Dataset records

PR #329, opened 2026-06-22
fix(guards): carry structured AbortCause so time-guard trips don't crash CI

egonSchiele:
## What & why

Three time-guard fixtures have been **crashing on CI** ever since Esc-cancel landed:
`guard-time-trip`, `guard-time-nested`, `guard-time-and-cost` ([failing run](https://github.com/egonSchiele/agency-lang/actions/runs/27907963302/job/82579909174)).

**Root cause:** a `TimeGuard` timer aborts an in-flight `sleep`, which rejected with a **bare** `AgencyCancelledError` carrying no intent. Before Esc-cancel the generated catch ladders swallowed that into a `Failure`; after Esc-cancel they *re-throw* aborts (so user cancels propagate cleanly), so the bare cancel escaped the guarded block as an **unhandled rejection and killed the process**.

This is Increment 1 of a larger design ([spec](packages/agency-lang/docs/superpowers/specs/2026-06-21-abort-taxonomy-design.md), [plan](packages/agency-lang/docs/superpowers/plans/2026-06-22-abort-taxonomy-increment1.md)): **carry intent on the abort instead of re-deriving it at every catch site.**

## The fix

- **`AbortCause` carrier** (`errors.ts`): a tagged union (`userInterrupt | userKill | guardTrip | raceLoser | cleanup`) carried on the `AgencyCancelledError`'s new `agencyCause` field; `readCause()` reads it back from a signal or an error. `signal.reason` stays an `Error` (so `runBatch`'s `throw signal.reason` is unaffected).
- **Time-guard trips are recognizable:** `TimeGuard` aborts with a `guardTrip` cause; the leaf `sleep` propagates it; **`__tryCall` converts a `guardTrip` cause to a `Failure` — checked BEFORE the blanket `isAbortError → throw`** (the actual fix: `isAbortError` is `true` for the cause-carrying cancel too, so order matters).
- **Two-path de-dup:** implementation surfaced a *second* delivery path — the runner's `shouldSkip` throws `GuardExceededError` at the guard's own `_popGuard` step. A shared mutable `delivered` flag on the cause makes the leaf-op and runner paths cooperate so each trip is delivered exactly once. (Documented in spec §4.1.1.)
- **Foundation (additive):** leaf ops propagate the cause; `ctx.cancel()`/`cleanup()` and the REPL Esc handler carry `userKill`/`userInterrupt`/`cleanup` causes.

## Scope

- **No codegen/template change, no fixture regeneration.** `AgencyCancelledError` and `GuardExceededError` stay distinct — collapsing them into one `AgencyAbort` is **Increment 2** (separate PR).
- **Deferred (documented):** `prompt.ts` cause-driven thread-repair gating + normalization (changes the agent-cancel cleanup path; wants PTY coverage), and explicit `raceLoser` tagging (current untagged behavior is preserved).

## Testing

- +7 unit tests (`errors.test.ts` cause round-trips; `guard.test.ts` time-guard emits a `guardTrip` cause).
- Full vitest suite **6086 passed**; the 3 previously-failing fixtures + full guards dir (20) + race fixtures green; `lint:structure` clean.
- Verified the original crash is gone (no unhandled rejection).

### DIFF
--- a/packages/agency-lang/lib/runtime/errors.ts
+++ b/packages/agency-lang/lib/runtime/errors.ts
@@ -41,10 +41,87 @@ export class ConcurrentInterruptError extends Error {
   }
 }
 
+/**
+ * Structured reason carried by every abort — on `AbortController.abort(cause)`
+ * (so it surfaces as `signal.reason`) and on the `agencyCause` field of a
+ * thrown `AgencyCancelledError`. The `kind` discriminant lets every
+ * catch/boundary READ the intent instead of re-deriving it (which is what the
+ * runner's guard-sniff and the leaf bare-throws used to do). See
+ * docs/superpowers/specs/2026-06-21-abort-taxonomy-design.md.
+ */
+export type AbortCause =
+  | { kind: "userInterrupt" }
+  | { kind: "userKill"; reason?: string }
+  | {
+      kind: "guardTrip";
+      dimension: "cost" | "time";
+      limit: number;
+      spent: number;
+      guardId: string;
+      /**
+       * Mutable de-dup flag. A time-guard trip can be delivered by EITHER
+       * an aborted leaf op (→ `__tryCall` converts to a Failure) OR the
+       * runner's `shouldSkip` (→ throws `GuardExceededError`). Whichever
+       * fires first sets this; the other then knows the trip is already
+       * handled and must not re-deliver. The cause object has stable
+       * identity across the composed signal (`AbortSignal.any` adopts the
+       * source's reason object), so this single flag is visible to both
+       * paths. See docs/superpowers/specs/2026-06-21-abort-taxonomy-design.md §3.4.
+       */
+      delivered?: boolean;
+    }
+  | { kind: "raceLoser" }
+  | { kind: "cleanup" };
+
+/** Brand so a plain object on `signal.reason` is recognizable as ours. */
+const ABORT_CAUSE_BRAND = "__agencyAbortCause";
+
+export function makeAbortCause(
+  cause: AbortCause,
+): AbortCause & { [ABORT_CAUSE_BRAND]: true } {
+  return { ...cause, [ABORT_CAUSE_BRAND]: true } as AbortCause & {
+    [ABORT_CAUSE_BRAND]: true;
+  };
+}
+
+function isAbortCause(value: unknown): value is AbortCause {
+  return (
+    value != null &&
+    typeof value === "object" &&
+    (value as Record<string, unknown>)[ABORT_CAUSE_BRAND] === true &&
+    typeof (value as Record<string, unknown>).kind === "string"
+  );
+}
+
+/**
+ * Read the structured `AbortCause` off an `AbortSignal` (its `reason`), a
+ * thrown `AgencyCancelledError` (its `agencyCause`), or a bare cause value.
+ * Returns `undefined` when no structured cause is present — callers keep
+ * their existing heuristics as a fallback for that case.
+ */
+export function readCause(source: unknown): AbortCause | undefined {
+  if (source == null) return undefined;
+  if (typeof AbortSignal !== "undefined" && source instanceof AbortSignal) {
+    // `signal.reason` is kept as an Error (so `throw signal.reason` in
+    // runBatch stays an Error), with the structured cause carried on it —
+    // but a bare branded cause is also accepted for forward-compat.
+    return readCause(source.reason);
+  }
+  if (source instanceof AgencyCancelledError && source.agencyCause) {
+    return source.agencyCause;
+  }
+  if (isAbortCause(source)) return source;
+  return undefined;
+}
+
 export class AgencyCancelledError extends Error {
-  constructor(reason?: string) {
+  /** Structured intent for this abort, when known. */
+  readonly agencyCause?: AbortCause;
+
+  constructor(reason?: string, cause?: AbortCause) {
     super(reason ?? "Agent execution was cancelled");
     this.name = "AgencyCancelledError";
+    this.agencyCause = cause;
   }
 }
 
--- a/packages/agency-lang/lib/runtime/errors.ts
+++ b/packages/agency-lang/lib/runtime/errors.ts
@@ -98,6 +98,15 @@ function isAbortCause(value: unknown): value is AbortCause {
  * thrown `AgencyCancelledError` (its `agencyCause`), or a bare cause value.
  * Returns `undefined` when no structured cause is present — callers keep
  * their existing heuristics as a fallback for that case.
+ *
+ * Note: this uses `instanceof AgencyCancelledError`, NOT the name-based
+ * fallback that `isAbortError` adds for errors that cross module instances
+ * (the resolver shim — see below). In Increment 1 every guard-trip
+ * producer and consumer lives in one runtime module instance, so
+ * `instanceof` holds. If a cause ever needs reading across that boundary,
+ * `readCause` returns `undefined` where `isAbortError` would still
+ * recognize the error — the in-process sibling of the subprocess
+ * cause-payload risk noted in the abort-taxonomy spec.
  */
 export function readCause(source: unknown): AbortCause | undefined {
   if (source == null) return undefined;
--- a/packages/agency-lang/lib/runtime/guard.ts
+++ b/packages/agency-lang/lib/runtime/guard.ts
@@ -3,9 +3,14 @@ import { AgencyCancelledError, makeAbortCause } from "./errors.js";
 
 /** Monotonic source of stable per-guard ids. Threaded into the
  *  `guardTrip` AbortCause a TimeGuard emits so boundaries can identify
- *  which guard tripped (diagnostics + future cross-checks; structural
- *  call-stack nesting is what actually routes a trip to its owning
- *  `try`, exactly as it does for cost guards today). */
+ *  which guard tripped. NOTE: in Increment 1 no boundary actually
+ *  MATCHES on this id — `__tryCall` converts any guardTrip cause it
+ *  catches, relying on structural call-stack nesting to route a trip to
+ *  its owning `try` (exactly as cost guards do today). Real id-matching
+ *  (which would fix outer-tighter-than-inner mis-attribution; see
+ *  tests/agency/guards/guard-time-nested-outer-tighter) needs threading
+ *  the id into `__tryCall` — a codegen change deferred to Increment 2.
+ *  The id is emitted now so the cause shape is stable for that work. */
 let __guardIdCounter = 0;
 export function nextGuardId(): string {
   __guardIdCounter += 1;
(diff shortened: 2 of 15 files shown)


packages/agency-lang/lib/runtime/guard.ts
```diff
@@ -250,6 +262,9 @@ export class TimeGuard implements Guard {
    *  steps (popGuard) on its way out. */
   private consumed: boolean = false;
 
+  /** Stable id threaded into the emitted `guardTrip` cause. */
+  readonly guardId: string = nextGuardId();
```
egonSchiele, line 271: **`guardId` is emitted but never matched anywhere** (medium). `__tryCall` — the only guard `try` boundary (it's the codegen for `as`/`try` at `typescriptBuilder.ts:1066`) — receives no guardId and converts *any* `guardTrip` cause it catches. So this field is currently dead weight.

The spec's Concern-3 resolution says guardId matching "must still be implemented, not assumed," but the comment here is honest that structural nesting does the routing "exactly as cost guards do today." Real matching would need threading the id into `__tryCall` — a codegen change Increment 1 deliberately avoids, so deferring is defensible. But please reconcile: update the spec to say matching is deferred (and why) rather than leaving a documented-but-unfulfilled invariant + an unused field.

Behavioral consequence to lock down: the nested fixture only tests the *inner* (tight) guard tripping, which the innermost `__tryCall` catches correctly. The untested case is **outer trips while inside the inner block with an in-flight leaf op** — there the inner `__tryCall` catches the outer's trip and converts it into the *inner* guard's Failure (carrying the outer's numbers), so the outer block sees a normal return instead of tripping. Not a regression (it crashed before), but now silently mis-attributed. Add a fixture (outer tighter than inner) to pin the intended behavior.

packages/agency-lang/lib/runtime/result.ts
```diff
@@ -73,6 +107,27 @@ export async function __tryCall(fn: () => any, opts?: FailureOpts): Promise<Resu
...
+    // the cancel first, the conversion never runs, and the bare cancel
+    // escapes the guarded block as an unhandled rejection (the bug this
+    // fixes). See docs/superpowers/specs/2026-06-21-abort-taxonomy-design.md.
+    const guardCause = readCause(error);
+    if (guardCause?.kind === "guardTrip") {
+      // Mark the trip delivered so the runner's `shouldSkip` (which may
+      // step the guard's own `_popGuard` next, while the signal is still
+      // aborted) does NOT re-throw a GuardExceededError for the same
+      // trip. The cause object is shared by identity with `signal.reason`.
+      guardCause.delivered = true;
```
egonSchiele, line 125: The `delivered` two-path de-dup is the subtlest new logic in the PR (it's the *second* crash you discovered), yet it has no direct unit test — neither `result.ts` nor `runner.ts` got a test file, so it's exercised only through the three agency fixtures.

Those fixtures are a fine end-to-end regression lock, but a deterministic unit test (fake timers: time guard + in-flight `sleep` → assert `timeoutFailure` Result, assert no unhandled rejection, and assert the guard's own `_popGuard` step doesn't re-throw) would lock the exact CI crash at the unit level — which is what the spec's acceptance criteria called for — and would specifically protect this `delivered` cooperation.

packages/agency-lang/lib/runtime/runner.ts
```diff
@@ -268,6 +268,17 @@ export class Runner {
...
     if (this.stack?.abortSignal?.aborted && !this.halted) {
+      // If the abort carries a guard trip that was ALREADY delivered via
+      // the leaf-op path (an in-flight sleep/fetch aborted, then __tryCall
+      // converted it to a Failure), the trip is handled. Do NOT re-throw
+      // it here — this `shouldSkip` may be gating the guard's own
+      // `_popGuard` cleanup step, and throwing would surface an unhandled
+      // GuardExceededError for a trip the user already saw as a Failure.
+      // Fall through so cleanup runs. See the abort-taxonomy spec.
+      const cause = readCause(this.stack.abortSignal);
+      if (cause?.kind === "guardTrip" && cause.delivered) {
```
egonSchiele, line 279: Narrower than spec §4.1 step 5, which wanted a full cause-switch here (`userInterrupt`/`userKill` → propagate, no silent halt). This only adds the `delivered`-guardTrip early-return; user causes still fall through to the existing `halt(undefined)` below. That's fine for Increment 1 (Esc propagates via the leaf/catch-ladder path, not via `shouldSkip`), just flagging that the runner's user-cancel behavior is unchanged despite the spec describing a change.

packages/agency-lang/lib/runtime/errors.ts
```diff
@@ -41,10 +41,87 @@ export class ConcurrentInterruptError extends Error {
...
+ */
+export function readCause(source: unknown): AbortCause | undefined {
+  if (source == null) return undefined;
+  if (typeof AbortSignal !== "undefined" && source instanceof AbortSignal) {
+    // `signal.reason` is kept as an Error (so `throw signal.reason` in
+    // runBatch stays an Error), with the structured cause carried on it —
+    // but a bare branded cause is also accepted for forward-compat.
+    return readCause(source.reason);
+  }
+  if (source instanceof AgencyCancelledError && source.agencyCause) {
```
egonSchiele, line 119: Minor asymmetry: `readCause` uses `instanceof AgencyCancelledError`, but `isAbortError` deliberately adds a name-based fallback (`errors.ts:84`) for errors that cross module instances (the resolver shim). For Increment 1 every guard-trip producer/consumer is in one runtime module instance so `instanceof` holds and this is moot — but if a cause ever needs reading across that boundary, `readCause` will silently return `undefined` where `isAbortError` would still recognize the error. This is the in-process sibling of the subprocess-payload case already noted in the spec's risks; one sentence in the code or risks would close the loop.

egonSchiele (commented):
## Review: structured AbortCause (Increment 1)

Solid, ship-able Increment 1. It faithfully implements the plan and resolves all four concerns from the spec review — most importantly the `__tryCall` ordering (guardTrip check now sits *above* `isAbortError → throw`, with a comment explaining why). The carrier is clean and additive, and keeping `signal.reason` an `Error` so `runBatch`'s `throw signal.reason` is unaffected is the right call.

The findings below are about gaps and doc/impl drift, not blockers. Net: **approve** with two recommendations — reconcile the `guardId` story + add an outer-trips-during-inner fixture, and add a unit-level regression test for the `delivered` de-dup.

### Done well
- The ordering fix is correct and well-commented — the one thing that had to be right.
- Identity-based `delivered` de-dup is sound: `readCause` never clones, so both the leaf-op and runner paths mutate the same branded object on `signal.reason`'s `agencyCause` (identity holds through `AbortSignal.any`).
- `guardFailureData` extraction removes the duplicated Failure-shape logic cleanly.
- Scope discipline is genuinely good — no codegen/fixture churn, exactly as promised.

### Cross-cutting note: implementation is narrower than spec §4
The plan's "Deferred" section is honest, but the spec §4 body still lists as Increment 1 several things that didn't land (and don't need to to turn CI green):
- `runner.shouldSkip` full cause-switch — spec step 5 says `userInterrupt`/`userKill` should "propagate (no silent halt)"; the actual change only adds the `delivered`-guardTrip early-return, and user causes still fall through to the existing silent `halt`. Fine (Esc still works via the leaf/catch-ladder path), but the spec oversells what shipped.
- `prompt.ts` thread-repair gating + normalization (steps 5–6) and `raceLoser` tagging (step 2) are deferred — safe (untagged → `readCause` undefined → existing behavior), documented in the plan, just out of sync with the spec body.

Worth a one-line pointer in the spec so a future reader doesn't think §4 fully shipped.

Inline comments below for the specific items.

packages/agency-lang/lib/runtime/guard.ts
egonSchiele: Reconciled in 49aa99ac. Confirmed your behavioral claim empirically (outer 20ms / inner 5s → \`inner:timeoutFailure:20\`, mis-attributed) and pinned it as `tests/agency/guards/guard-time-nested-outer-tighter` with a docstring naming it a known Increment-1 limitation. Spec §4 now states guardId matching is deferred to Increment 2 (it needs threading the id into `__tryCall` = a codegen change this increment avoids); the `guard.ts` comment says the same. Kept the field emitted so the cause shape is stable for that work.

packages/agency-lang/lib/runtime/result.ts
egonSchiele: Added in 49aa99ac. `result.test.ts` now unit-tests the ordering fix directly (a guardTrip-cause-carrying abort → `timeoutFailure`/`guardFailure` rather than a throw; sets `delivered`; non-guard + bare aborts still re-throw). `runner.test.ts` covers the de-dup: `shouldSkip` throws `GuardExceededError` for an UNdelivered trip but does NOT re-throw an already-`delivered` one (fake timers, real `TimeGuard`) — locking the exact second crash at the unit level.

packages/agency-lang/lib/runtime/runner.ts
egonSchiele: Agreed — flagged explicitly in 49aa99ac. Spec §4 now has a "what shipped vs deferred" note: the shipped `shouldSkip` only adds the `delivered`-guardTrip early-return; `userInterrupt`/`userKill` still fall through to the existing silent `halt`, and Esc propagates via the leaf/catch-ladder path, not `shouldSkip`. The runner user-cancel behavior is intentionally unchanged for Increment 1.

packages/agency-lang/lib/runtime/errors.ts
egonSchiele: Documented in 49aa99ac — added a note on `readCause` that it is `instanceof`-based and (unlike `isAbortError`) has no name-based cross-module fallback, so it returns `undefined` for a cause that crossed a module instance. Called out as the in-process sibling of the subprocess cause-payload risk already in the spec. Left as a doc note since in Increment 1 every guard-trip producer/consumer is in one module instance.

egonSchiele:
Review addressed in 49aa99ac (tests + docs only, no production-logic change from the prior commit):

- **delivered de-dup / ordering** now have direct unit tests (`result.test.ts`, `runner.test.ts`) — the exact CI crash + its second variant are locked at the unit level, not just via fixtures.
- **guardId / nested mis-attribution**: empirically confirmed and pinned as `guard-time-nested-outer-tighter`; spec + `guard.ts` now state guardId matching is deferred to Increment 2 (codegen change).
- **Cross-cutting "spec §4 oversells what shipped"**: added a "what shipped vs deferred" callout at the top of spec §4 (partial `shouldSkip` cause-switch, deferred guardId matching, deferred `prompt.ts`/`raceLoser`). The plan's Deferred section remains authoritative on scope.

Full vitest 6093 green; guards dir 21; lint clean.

WORK TASK: If a line in the entries holds the string "steps", copy it.

ANSWER FOR THE TASK:
    *  steps (popGuard) on its way out. */
- `prompt.ts` thread-repair gating + normalization (steps 5–6) and `raceLoser` tagging (step 2) are deferred — safe (untagged → `readCause` undefined → existing behavior), documented in the plan, just out of sync with the spec body.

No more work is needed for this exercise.